I heard an opinion recently that “if we want all Christians to be heterosexual, that’s going to complicate things.” I’m not naïve enough to believe that all Christians have purely heterosexual feelings. I’m also not naïve enough to believe that all Christian males avoid pornography. You don’t choose to feel a feeling. I understand that.

What makes a Christian different is that we don’t let our feelings define who we are. Instead, we reject our humanity to follow God. We don’t accept certain facets of our sin nature and expect the Word of God to adjust to it. We strive to be different, to be holy. A homosexual lifestyle—or acceptance of it—and Christianity cannot exist in the same heart.

How do we apply this to our everyday lives? What do we do when confronted with a neighbor or even a relative that has adopted this lifestyle? For some biblical perspective, let’s take a look at Mark 2:13-17.

13 Then Jesus went out to the lakeshore again and taught the crowds that were coming to him. 14 As he walked along, he saw Levi son of Alphaeus sitting at his tax collector’s booth. “Follow me and be my disciple,” Jesus said to him. So Levi got up and followed him.

15 Later, Levi invited Jesus and his disciples to his home as dinner guests, along with many tax collectors and other disreputable sinners. (There were many people of this kind among Jesus’ followers.) 16 But when the teachers of religious law who were Pharisees saw him eating with tax collectors and other sinners, they asked his disciples, “Why does he eat with such scum?”

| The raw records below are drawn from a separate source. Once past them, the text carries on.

PR #599, opened 2024-01-16
Fix #598: support vm_devbox

### LINKED ISSUE #598: create single arg for vagrant_dev_vm_devbox and allow setting of hostname
https://github.com/radiasoft/rsconf/pull/432#discussion_r1450809086

e-carlin:
- Allow setting of single variable vagrant_dev_vm_devbox that sets correct defaults for other variables
- support non v or radia.run hostnames

### DIFF
--- a/installers/vagrant-dev/radiasoft-download.sh
+++ b/installers/vagrant-dev/radiasoft-download.sh
@@ -75,6 +75,10 @@ vagrant_dev_ignore_git_dir_ownership() {
 
 vagrant_dev_ip() {
     declare host=$1
+    if [[ ! ${vagrant_dev_provision_eth1:-} ]]; then
+        echo -n
+        return
+    fi
     declare i=$(dig +short "$host" 2>/dev/null || true)
     if [[ $i ]]; then
         echo -n "$i"
@@ -122,6 +126,9 @@ vagrant_dev_main() {
             v|v[1-9]|*.radia.run)
                 host=$a
                 ;;
+            [a-z]*.*.*)
+                host=$a
+                ;;
             *)
                 install_err "invalid arg=$a
 expects: fedora|centos[/<version>], <ip address>, update, v[1-9].radia.run"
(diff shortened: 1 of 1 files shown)


installers/vagrant-dev/radiasoft-download.sh
```diff
@@ -140,16 +147,23 @@ expects: fedora|centos[/<version>], <ip address>, update, v[1-9].radia.run"
...
     fi
-    vagrant_dev_private_net=${vagrant_dev_private_net-1}
-    # vbguest is pretty broken so we are defaulting to off for now
-    vagrant_dev_no_vbguest=${vagrant_dev_no_vbguest-1}
+    if [[ ${vagrant_dev_vm_devbox:+1} ]]; then
+        vagrant_dev_no_mounts=${vagrant_dev_no_mounts-1}
+        vagrant_dev_no_nfs_src=${vagrant_dev_no_nfs_src-1}
+        vagrant_dev_no_vbguest=${vagrant_dev_no_vbguest-1}
+        vagrant_dev_private_net=${vagrant_dev_private_net-}
+        vagrant_dev_provision_eth1=${vagrant_dev_provision_eth1-}
```
robnagler, line 155: `vagrant_dev_provision_eth1=${vagrant_dev_provision_eth1-1}`

installers/vagrant-dev/radiasoft-download.sh
```diff
@@ -140,16 +147,23 @@ expects: fedora|centos[/<version>], <ip address>, update, v[1-9].radia.run"
...
+    fi
     if [[ ${vagrant_dev_barebones:+1} ]]; then
         # allow individual overrides
         vagrant_dev_no_dev_env=${vagrant_dev_no_dev_env-1}
         vagrant_dev_no_mounts=${vagrant_dev_no_mounts-1}
         vagrant_dev_no_nfs_src=${vagrant_dev_no_nfs_src-1}
         vagrant_dev_no_vbguest=${vagrant_dev_no_vbguest-1}
     fi
+    vagrant_dev_private_net=${vagrant_dev_private_net-1}
+    # vbguest is pretty broken so we are defaulting to off for now
```
robnagler, line 165: This is defaulting to on.

robnagler (changes requested):

installers/vagrant-dev/radiasoft-download.sh
e-carlin: Why? We aren't handling the the rsconf case right now so I don't think eth1 needs to be properly setup. If we are going to turn it on then we are going to have to figure out ip addresses for these machines.

installers/vagrant-dev/radiasoft-download.sh
e-carlin: There is a "no" in the variable name. So it is setting no vbguest to true which means vbguest as a whole is off.

installers/vagrant-dev/radiasoft-download.sh
robnagler: Ah, didn't realize. Ignore.

installers/vagrant-dev/radiasoft-download.sh
robnagler: Love those double negatives... It's really hard to get the names right without "no" when they are optional...

robnagler (approved):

17 When Jesus heard this, he told them, “Healthy people don’t need a doctor—sick people do. I have come to call not those who think they are righteous, but those who know they are sinners.”

The first thing we need to glean from this is Jesus didn’t limit his search for followers to inside church walls. He engaged someone most people wouldn’t be caught dead talking to. He not only talked to Levi, but invited him to become a follower. We shouldn’t limit our ministry to people already agreeing with us. To be effective, you have to go where others won’t. That’s the only way the Kingdom will grow.

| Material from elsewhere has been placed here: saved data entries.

PR #602, opened 2024-01-17
Fix #601: create rscode-julia

### LINKED ISSUE #601: create rscode-julia
https://github.com/radiasoft/container-beamsim-jupyter/issues/95

e-carlin:


installers/rpm-code/codes/julia.sh
```diff
@@ -0,0 +1,11 @@
+#!/bin/bash
+
+julia_main() {
+    codes_dependencies common
+    declare v=julia-1.9.3
+    declare d=${codes_dir[prefix]}/$v
+    install -d -m 755 "$d"
+    codes_curl https://julialang-s3.julialang.org/bin/linux/x64/1.9/"$v"-linux-x86_64.tar.gz \
```
robnagler, line 8: probably should make sure permissions are right in the tar: chmod -R a+rX

robnagler (changes requested):

installers/rpm-code/codes/julia.sh
e-carlin: I didn't know about `X`. That's neat.

781001e

robnagler (approved):

PR #603, opened 2024-01-18
Fix #600: Move dev-setup.sh into dev-env.sh

### LINKED ISSUE #600: Errors building common for the first time
Trying to run `bash dev-build.sh common` from a clean vm. I got the following errors in order:
- `install: cannot create regular file '/home/vagrant/src/yum/fedora/36/x86_64/dev/rscode-common-20240117.180905-1.x86_64.rpm': No such file or directory`. Fixed with `mkdir -p /home/vagrant/src/yum/fedora/36/x86_64/dev/`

Second, Jesus says He came to call “not those who are righteous, but those who know they are sinners.” To reach sinners, we must first come to terms with our own sin nature. We are not above those who struggle with homosexuality. Each of us has a sin that tempts us more than others. I’ll have a beer with dinner every now and again; it’s never been a source of major temptation for me. It doesn’t mean I’m better than Josh Hamilton, who probably shouldn’t go into a wet county by himself.

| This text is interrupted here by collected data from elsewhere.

PR #606, opened 2024-02-01
Fix #605: disable services that prevent custom ssh

### LINKED ISSUE #605: vagrant_dev_vm_devbox allow ssh connections
- disable firewalld
- disable selinux

e-carlin:


installers/vagrant-dev/radiasoft-download.sh
```diff
@@ -375,6 +376,17 @@ vagrant_dev_provision_private_net() {
 EOF
 }
 
+vagrant_dev_stop_services() {
+    vagrant ssh <<EOF
+sudo bash -s <<EOF_BASH
```
robnagler, line 381: I don't think you need the `-s`.

installers/vagrant-dev/radiasoft-download.sh
```diff
@@ -375,6 +376,17 @@ vagrant_dev_provision_private_net() {
 EOF
 }
 
+vagrant_dev_stop_services() {
+    vagrant ssh <<EOF
```
robnagler, line 380: I think it would be better to quote the `'EOF'` unless you need interpolation. Same for EOF_BASH

installers/vagrant-dev/radiasoft-download.sh
```diff
@@ -197,6 +197,7 @@ expects: fedora|centos[/<version>], <ip address>, update, v[1-9].radia.run"
     if [[ ${vagrant_dev_no_dev_env:+1} ]]; then
         return
     fi
+    vagrant_dev_stop_services
```
robnagler, line 200: `vagrant_dev_disable_security`

PR #608, opened 2024-02-06
Fix #607: resolve pr comments

### LINKED ISSUE #607: fix pr comments
https://github.com/radiasoft/download/pull/606#pullrequestreview-1858089580

e-carlin:


installers/vagrant-dev/radiasoft-download.sh
```diff
@@ -40,6 +40,17 @@ vagrant_dev_box_add() {
     fi
 }
 
+vagrant_dev_disable_security() {
+    vagrant ssh <<'EOF'
+sudo bash <<'EOF_BASH'
+systemctl stop firewalld || true
+systemctl disable firewalld || true
+perl -pi -e 's{(?<=^SELINUX=).*}{disabled}' /etc/selinux/config || true
```
robnagler, line 48: I don't think you want the `|| true` for the edit. If /etc/selinux/config isn't there, perl will crash. Otherwise, perl will exit 0.

robnagler (changes requested):

installers/vagrant-dev/radiasoft-download.sh
e-carlin: a3494c1

PR #695, opened 2024-07-08
Fix #649: mlopal for gpu-jupyter

### LINKED ISSUE #649: Move p4p out of epics
p4p installs a lot of stuff in python that epics IOCs don't use and potentially conflicts with.

e-carlin:


robnagler (approved):
Didn't test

With that said, should you lie down and concede to this new norm? Should you attend gay weddings in full support? Be pleased that children are going to be raised in these households? No, you shouldn’t. Now, what does actually standing up for your beliefs in this situation look like? I honestly have no idea. In fact if any of you have an all-encompassing answer that I could use, I would love to have it so I know what to do.

If I could give you one, definite line in the sand on this issue, it would be this: Are you willing to stick to the Word of God and face the consequences? Or will you adjust what you believe to avoid being called a bigot?


Comments

  1.  

    Chicago Land July 18th at 3:41 am  

    I work in a situation where I am most likely the only evangelical, the only person who would vote on certain sides of an issue. The “new norm”? For me, that’s pretty much been most of my life. If my high school graduating class were gathered for a reunion, I suspect I’d (still) be on a different wavelength than most of the others. It was that way in college as well. I expect that in any given environment, the majority –and depending on the environment, it could be everyone in that environment– could be different than I am. This is where Christians are needed. Christians are needed to be the type of people who, day-in, day-out, go about quietly living a life that is just a little bit distinctive to others around them. But to do that, the Christian must feed him/herself a very different “diet” of the soul/mind than everyone else. The difference may not lie so much in what we do or say or don’t do or say so much as the difference in our “daily diet.” There’s not much out there behind comedians making jokes, video games, new gadgets, comic books, the latest fads.